◆ Dataset entries
··········

PR #371, opened 2026-08-11
Added spectral-cube equivalents for postprocessing

### LINKED ISSUE #369: Move to spectral-cube for postprocessing
Particularly for mosaics, doing the postprocessing in CASA seems deathly slow. I think we'd have a good speed-up just moving from CASA to spectral-cube routines, and this also has the upside of removing some CASA dependency from the pipeline (which seems like generally a good thing)

thomaswilliamsastro:
**TL;DR: Stick `postprocessing_method="spectralcube"` into the `loop_postprocessing` call, enjoy much faster postprocessing.**

Fixes #369.

This PR removes the need for CASA in postprocessing. It uses radio-beam, reproject, spectral-cube, and uvcombine. The bonus of this is that keeping track of axes is now significantly easier, the code is much tidier, and we're generally faster since we don't need to fall back to large cube workarounds. There are some plots below that show regression tests between all of the functions, and I've also checked that the fits files output at the end are comparable in all cases.

Adds 3 main new files, scCubeRoutines, scFeatherRoutines, and scMosaicRoutines. These are mostly equivalent replacements for the CASA equivalents, and have mostly the same arguments. They generally use .fits files, aside from the initial `trim_cube` call.

For now, we keep the CASA versions as the defaults, but you can switch by adding `postprocessing_method="spectralcube"` into the `loop_postprocessing` call. I suggest that at some point we deprecate the CASA routines in favour of these, since they appear to be comparable in my test cases and are significantly simpler to extend and faster.

**Notable function changes:**

- In noise calculations, we now use `scNoiseRoutines.mad_zero_centered`. This cleans up the code, but does remove a bit of functionality.
- In `align_to_target`, we drop the interpolation order for the reprojection. Changing this can cause crashes in the astropy reproject routine, so we do not expose this
- `convert_jytok` and `convert_ktoj` have been merged into a general function `convert_units` where the units can be passed along as a string or astropy.units
- `build_common_header` is now significantly simplified, and does not take overrides for `ra_ctr`, `dec_ctr`, `delta_ra` or `delta_dec`. These aren't actually passed through in the pipeline, so functionally this is the same
- `common_grid_for_mosaic` will reproject to the common grid but extract a minimal sub-cube, to lower disk requirements, as well as put out a text file indicating the (x, y) slice the subcube equates to in the full mosaic
- Mosaicking is done channel-by-channel, to lower memory cost. 
- Any reprojections are done channel-by-channel, to lower memory cost. This should be what spectral-cube does under the hood, but for whatever reason doing it explicitly is much more RAM-efficient

**Function regressions:**

Here are plots for the various functions. Left is the "worst slice" of the cube as defined by maximum absolute sum of the difference between CASA/spectral-cube, and right shows the difference and data, with 1/99th percentile spreads. They look pretty good! With the exception of some edge effects that appear with convolution. Note these plots aren't in order of when they actually happen in the pipeline.

convert_jytok
convolve_to_round_beam
feather_two_cubes
generate_weight_file
linmos_aligned
linmos_commonres
mosaicked
prep_sd_for_feather
primary_beam_correct
trim_cube_rebin
trim_cube
weight_aligned

**Speed differences:**

These are listed as casa/spectral-cube, and were tested for one of the 7m NGC5236 mosaics (_1). Note that these should should be best cases for CASA, and when dealing with big cubes spectral-cube should win out more significantly since we don't have to do costly plane-by-plane calculations

- `trim_cube` (no rebin): 2s/2s
- `primary_beam_correct`: 1.5s/0.5s
- `convolve_to_round_beam`: 102s/2s
- `prep_sd_for_feather`: 4s/14s
- `generate_weight_file`: 2.8s/3.5s
- `feather_two_cubes`: 17.8s/6s
- `trim_cube` (rebin): 4s/0.6s
- `align_to_target`: 0.8s/3.4s
- `convert_jytok`: 0.68s/0.23s
- `export_and_cleanup`: 5.1s/1.32s

For mosaic-related functions, I tested times using 2 of the NGC5236 tiles (_1 and _2)

- `common_res_for_mosaic`: 155.9s/3.75s
- `common_grid_for_mosaic`: 46.36s/119s
- `mosaic_aligned_data`: 22.7s/7.9s

Ran the full NGC5236 7m and 7m+TP mosaics for a "real-world" test case. Overall speed up moving away from CASA: ~3x (3966s/1392s)

Tested the NGC5236 12m+7m+tp case, for a large cube check. Overall speed up moving away from CASA: ~2x (336551s/178217s)

Note that this also leaves a smaller disk footprint: For the 7m run, it's a factor of 3 (25GB vs 9GB). For the 12m+7m+tp, it's a factor 2 (2.4TB vs 1.1TB). Most of this comes from the mosaicking no longer requiring reprojection to a full grid, plus not keeping interchangeable .image and .fits files around at the final export step.

**Branches not explicitly tested:**

I've tested this runs end-to-end with the pipeline defaults. There are some potential edge cases that have no been explicitly tested so we need to keep an eye on them. I think this is the full list:

- apodization in `feather_two_cubes`
- `trim_rind` not tested. Is not used in the default pipeline since an output file is never defined

**Overview of changes:**

*handlerPostprocess*

- Removed trim_coarse_beam_edge_channels, since this is now handled upstream
- Removed unused `recipe_convolve_to_scale`
- `task_rename_sdintimaging` is now spectral-cube postprocessing-aware

*scCubeRoutines*

- Added spectral-cube equivalent for `export_and_cleanup`
- Added spectral-cube equivalent for `convolve_to_round_beam`
- Added spectral-cube equivalent of `align_to_target`
- Added spectral-cube equivalent for `primary_beam_correct`
- Added spectral-cube equivalent for `trim_cube`
- Added spectral-cube equivalent of `trim_rind`
- Added spectral-cube equivalents for `convert_jtok` and `convert_ktojy`: `convert_units`

*scFeatherRoutines*

- Added spectral-cube equivalent for `prep_sd_for_feather`
- Added uvcombine equivalent for `feather_two_cubes`

*scMosaicRoutines*

- Added reproject equivalent for `build_common_header`
- Added spectral-cube equivalent for `common_res_for_mosaic`
- Added spectral-cube equivalent for `common_grid_for_mosaic`
- Added spectral-cube equivalent for `generate_weight_file`, which also includes a new, simplified noise calculation routine
- Added spectral-cube equivalent for `mosaic_aligned_data`

*Others*

- Added radio-beam requirement to pyproject.toml
- Added reproject requirement to pyproject.toml
- Added uvcombine requirement to pyproject.toml
- Update docs

### DIFF
--- a/CHANGELOG.md
+++ b/CHANGELOG.md
@@ -20,6 +20,7 @@ and this project adheres to [Semantic Versioning](https://semver.org/spec/v2.0.0
 - Added .codecov.yml to configure codecov (#364).
 - Add more control over multiscale clean scales (#362).
 - Add tests for utilsLines, and tidy up formatting (#363).
+- Added spectral-cube equivalent routines for postprocessing (#371).
 
 ### Changed
 
--- a/docs/docs_phangsPipeline/handlers/PostProcessHandler.rst
+++ b/docs/docs_phangsPipeline/handlers/PostProcessHandler.rst
@@ -7,5 +7,12 @@ a single big class (the PostProcessHandler). This needs to be attached
 to a keyHandler to access the target, product, and configuration
 keys.
 
+There are two options for how postprocessing is handled. The default
+uses CASA functions, which is the default but can be slow (especially
+for large cubes). The other option is to use the faster spectral-cube
+routines, which are faster and give comparable results, but are less
+well-tested. To change between these, in the ``loop_postprocess`` call,
+set ``postprocessing_method='casa'`` or ``postprocessing_method='spectralcube'``.
+
 .. autofunction:: phangsPipeline.PostProcessHandler.loop_postprocess
     :noindex:
--- a/phangsPipeline/handlerPostprocess.py
+++ b/phangsPipeline/handlerPostprocess.py
@@ -26,6 +26,33 @@ if casa_enabled:
     logger.debug('casa_enabled = True')
 else:
     logger.debug('casa_enabled = False')
+    
+ALLOWED_POSTPROCESSING_METHODS = [
+    "casa",
+    "spectralcube",
+]
+
+def check_files_exist(
+    f,
+    postprocessing_method="casa",
+):
+    """Check if files exist, potentially modifying by postprocess method
+
+    Args:
+        f (str): filename
+        postprocessing_method (str, optional): Postprocessing method.
+            Should be one of "casa", "spectralcube". Defaults to "casa".
+    """
+
+    if postprocessing_method == "spectralcube":
+        f += ".fits"
+
+    files_exist = True
+    if not os.path.exists(f):
+        logger.warning(f"Missing {f}")
+        files_exist = False
+
+    return files_exist
 
 if casa_enabled:
 
@@ -33,6 +60,9 @@ if casa_enabled:
     from . import casaFeatherRoutines as cfr
     from . import casaMosaicRoutines as cmr
     from . import handlerTemplate
+    from . import scCubeRoutines as scr
+    from . import scFeatherRoutines as sfr
+    from . import scMosaicRoutines as smr
     from . import utilsFilenames
     from . import utilsResolutions
     from .clean_call import CleanCall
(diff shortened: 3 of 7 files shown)


thomaswilliamsastro:
Right, this is ready for review now while I run some last timing tests. Pinging @EOakes and @astrojysun

EOakes:
Ran end-to-end on NGC 4945 12m+7m+TP - Five fields (3200x3600 and 4608x4608, 511 channels) plus the linear mosaic, with `postprocessing_method="spectralcube"` and `imaging_method="sdintimaging"`. 

- Timing is definitely greatly improved: postprocess ran 11h, derived ran 36h, but I didn't do a CASA baseline alongside so no direct runtime comparison. 
- Postprocess & derived products completed cleanly and look good. 
- Two minor commits in PR #382 to address an off-by-one error and file cleanup.

EOakes (approved):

··········

◆ WHAT TO DO
Take the records above and return, word for word, only the lines that fall from the line with "much faster postprocessing.**" to the line with "- In noise calculations, we", both of them included.

◆ RESULT OF THIS EXERCISE
**TL;DR: Stick `postprocessing_method="spectralcube"` into the `loop_postprocessing` call, enjoy much faster postprocessing.**

Fixes #369.

This PR removes the need for CASA in postprocessing. It uses radio-beam, reproject, spectral-cube, and uvcombine. The bonus of this is that keeping track of axes is now significantly easier, the code is much tidier, and we're generally faster since we don't need to fall back to large cube workarounds. There are some plots below that show regression tests between all of the functions, and I've also checked that the fits files output at the end are comparable in all cases.

Adds 3 main new files, scCubeRoutines, scFeatherRoutines, and scMosaicRoutines. These are mostly equivalent replacements for the CASA equivalents, and have mostly the same arguments. They generally use .fits files, aside from the initial `trim_cube` call.

For now, we keep the CASA versions as the defaults, but you can switch by adding `postprocessing_method="spectralcube"` into the `loop_postprocessing` call. I suggest that at some point we deprecate the CASA routines in favour of these, since they appear to be comparable in my test cases and are significantly simpler to extend and faster.

**Notable function changes:**

- In noise calculations, we now use `scNoiseRoutines.mad_zero_centered`. This cleans up the code, but does remove a bit of functionality.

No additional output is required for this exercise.